--- Data records Enclosed Below ---

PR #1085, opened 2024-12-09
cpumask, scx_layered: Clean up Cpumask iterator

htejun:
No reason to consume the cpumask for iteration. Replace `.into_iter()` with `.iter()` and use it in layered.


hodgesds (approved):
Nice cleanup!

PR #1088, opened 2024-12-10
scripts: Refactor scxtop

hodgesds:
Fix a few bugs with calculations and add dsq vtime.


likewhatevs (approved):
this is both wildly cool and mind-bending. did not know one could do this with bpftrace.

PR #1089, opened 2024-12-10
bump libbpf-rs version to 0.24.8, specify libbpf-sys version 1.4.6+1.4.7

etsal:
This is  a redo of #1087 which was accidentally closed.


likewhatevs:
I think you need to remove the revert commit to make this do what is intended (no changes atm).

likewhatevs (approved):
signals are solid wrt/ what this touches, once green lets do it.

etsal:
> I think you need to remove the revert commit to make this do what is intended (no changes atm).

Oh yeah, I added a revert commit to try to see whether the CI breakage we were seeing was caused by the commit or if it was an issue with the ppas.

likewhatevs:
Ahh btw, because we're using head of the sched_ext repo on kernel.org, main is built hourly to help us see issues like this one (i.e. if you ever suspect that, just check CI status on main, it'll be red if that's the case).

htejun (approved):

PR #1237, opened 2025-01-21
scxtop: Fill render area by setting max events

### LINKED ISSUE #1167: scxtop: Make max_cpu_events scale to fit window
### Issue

--- End of Enclosed Data records ---

What the task requires>
With the line containing "scxtop: Fill render" as the first and the last line above as the final one, copy those lines exactly and no others.

Your response>
scxtop: Fill render area by setting max events

### LINKED ISSUE #1167: scxtop: Make max_cpu_events scale to fit window
### Issue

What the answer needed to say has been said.